Similarity transformation is employed to reduce the governing partial differential equations to a system of nonlinear ordinary differential equations, which are solved numerically using MATLAB’s bvp4c solver. The analysis reveals multiple solutions (upper and lower branch solutions) for the similarity equations. The effects of various parameters on radial and azimuthal velocity, temperature, radial and azimuthal skin friction and the Nusselt number are analyzed through comprehensive tables and figures. Stability analysis confirms that the lower branch solutions are unstable, where as the upper branch solutions are stable and practically realizable. An increase of 1% in the overall nanoparticle volume fraction leads to maximum increases of 2.94% in radial skin friction, 3.10% in azimuthal skin friction and 1.99% in the Nusselt number. The study also highlights improvements in heat transfer rates driven by quadratic thermal radiation, unsteady radial shrinkage and Biot number effects. In addition, velocity slip and magnetic field parameters significantly influence radial and azimuthal velocity profiles. Entropy production increases with quadratic radiation, magnetic field and porous medium characteristics. Notably, the opposing trends observed in the lower-branch solutions are generally more pronounced than in the upper-branch solutions.
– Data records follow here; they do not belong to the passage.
PR #1314, opened 2025-10-06
Avoid SIGKILL from `docker stop`

tcely:


meeb:
As hacks go I've seen worse :)

tcely:
So have I.

However, having a way to specify the expected time to gracefully shutdown the processes in the `Dockerfile` is a much cleaner solution, in my opinion.

Regardless, 10 seconds is a ridiculously short default timeout.

PR #1325, opened 2025-11-06
Auto detect source type

StefanCodes:
## What is this?

The current UI makes the user choose what kind of source they're adding during a validation step. Practically speaking, we don't need to user to provide this - the source type can be inferred from the URL.

This change simplifies the UI to accept a single URL, then figures out the supported source type (if any) by itself.

## How does it do that?

* Replaces the Create Source buttons with a single button that navigates to a more-generic Add Source page
* Updates the URL validator to apply each of the 3 supported validators on the URL to see if any pass
* If any validator passes, we use that source type and proceed. If none pass, it's not a valid YouTube playlist or channel URL and we reject it as before.
* This requires tightening down the channel validation rules, as we need to watch for reserved YouTube URLs like `/watch`, `/trending`, etc.

## Testing

* Updated the specs to pass with the new implementation

Down to a single button:
image

Updated validation page:
image

Validation fails on direct video link:
image

### DIFF
--- a/tubesync/sync/views.py
+++ b/tubesync/sync/views.py
@@ -189,7 +189,7 @@ class ValidateSourceView(FormView):
     template_name = 'sync/source-validate.html'
     form_class = ValidateSourceForm
     errors = {
-        'unsupported_format': _('URL does not match any supported format.'),
+        'invalid_url': _('That URL does not match any supported formats.'),
     }
     source_types = youtube_long_source_types
     validation_urls = youtube_validation_urls
@@ -222,7 +222,7 @@ class ValidateSourceView(FormView):
             except ValidationError:
                 continue
         # Source type wasn't detected - presumably it's not a valid URL
-        form.add_error('source_url', ValidationError(self.errors['unsupported_format']))
+        form.add_error('source_url', ValidationError(self.errors['invalid_url']))
         return super().form_invalid(form)
 
     def get_success_url(self):


meeb:
Thanks for the PR. This seems reasonable to me and a nice UX improvement. The reasons behind the add a source options being separated are long since legacy and have been removed so I don't have any objections to the change. I'll give it a test.

tubesync/sync/templates/sync/source-validate.html
```diff
@@ -1,22 +1,29 @@
...
-    <p>Example: <strong>{{ help_example }}</strong></p>
+    <h1>Add Source</h1>
+    <p>
+      Enter any YouTube channel or playlist URL below.
+    </p>
+    <p><strong>Supported formats:</strong></p>
+    <ul>
+      <li><strong>YouTube Channel:</strong> <code>https://www.youtube.com/@rossmanngroup</code></li>
+      <li><strong>YouTube Channel by ID:</strong> <code>https://www.youtube.com/channel/UCl2mFZoRqjw_ELax4Yisf6w</code></li>
+      <li><strong>YouTube Playlist:</strong> <code>https://www.youtube.com/playlist?list=PLkVbIsAWN2lsmovRO20_gtfUfgWi-XnnT</code></li>
```
tcely, line 16: If you are changing these URLs to static data, the current source of these URLs should be cleaned up, if possible.

tubesync/sync/templates/sync/source-validate.html
```diff
@@ -1,22 +1,29 @@
...
 
-{% block headtitle %}Validate a {{ help_item }}{% endblock %}
+{% block headtitle %}Add a YouTube Source{% endblock %}
 
 {% block content %}
 <div class="row no-margin-bottom">
   <div class="col s12">
-    <h1>Validate a {{ help_item }}</h1>
-    <p>{{ help_text|safe }}</p>
-    <p>Example: <strong>{{ help_example }}</strong></p>
```
tcely, line 10: Remove the setting of `help_item`, `help_text` and `help_example` from the context?

tubesync/sync/templates/sync/source-validate.html
```diff
@@ -1,22 +1,29 @@
...
+    <p><strong>Supported formats:</strong></p>
+    <ul>
+      <li><strong>YouTube Channel:</strong> <code>https://www.youtube.com/@rossmanngroup</code></li>
+      <li><strong>YouTube Channel by ID:</strong> <code>https://www.youtube.com/channel/UCl2mFZoRqjw_ELax4Yisf6w</code></li>
+      <li><strong>YouTube Playlist:</strong> <code>https://www.youtube.com/playlist?list=PLkVbIsAWN2lsmovRO20_gtfUfgWi-XnnT</code></li>
+    </ul>
   </div>
 </div>
 <div class="row">
-  <form method="post" action="{% url 'sync:validate-source' source_type=source_type %}" class="col s12 simpleform">
```
tcely, line 14: Remove `source_type` from the context?

tubesync/sync/views.py
```diff
@@ -189,9 +189,7 @@ class ValidateSourceView(FormView):
     template_name = 'sync/source-validate.html'
     form_class = ValidateSourceForm
     errors = {
-        'invalid_source': _('Invalid type for the source.'),
-        'invalid_url': _('Invalid URL, the URL must for a "{item}" must be in '
```
tcely, line 193: Is `invalid_url` no longer possible? If it still is, then why remove this at all?

tubesync/sync/views.py
```diff
@@ -213,15 +211,8 @@ def __init__(self, *args, **kwargs):
     def dispatch(self, request, *args, **kwargs):
         self.source_type_str = kwargs.get('source_type', '').strip().lower()
         self.source_type = self.source_types.get(self.source_type_str, None)
```
tcely:
```suggestion
```

tubesync/sync/views.py
```diff
@@ -213,15 +211,8 @@ def __init__(self, *args, **kwargs):
     def dispatch(self, request, *args, **kwargs):
         self.source_type_str = kwargs.get('source_type', '').strip().lower()
```
tcely:
```suggestion
```

.gitignore
```diff
@@ -140,3 +140,11 @@ Pipfile.lock
...
 # Ignore Jetbrains IDE files
 .idea/
+
+# Task queue DBs
+/tubesync/tasks/*.db
+/tubesync/tasks/*.db-shm
+/tubesync/tasks/*.db-wal
+
+# Compiled CSS
+tubesync/common/static/styles/*.css
```
tcely:
```suggestion
/tubesync/common/static/styles/*.css
```

tcely (changes requested):
Removing invalid tests doesn't seem wise.
We should still reject all the URLs we did before, correct?

tcely:
@meeb Please approve the workflow so that we can lint this pull request.

tubesync/sync/tests.py
tcely:
```suggestion
    YouTube_SourceType,
```

StefanCodes:
> Removing invalid tests seems unwise to me. We should still reject all the URLs we did before, correct?

I think this change is ok, but please check my math:

The [view](https://github.com/meeb/tubesync/pull/1325/files?w=1#diff-7750fe54dfe02b74b11753719c6043d44f3a630604b97df81bc4336f9c5d50a0R212) now iterates over the 3 source type validators.
The old UI took a source type as an arg and used that to decide how to validate URLs.  If I picked a source type of channel and then entered a playlist URL, the validator caught [that specific case](https://github.com/meeb/tubesync/pull/1325/files?w=1).
But that URL is valid for the [playlist validator](https://github.com/meeb/tubesync/blob/main/tubesync/sync/tests.py#L59), so in the new workflow, it would be valid.

The test cases removed are all for conditions where they don't match that particular source type validator, but they are valid for one of the other ones.

tubesync/sync/views.py
StefanCodes: That's a good point. I replaced the old message with a more generic one (since we aren't exposing source type to the user anymore), but I didn't need to add a new key.
Updated in https://github.com/meeb/tubesync/pull/1325/commits/b9c404d5b60a0291db4a24f31695721dc15136fc

tcely:
> The test cases removed are all for conditions where they don't match that particular source type validator, but they are valid for one of the other ones.

That makes sense to me. Thanks.

tcely (approved):

meeb:
Tested and works well. Thanks for the contribution!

The findings underscore the potential of tri-hybrid nanofluids in industrial and electrical applications, mainly as heat transfer fluids in rotating machinery, gas turbine rotors and air purification systems.
The novelty of this work lies in the inclusion of quadratic thermal radiation and a heat source/sink, which significantly enhance the thermal conductivity and heat transfer properties of the base fluid, offering potential improvements for heat exchange systems.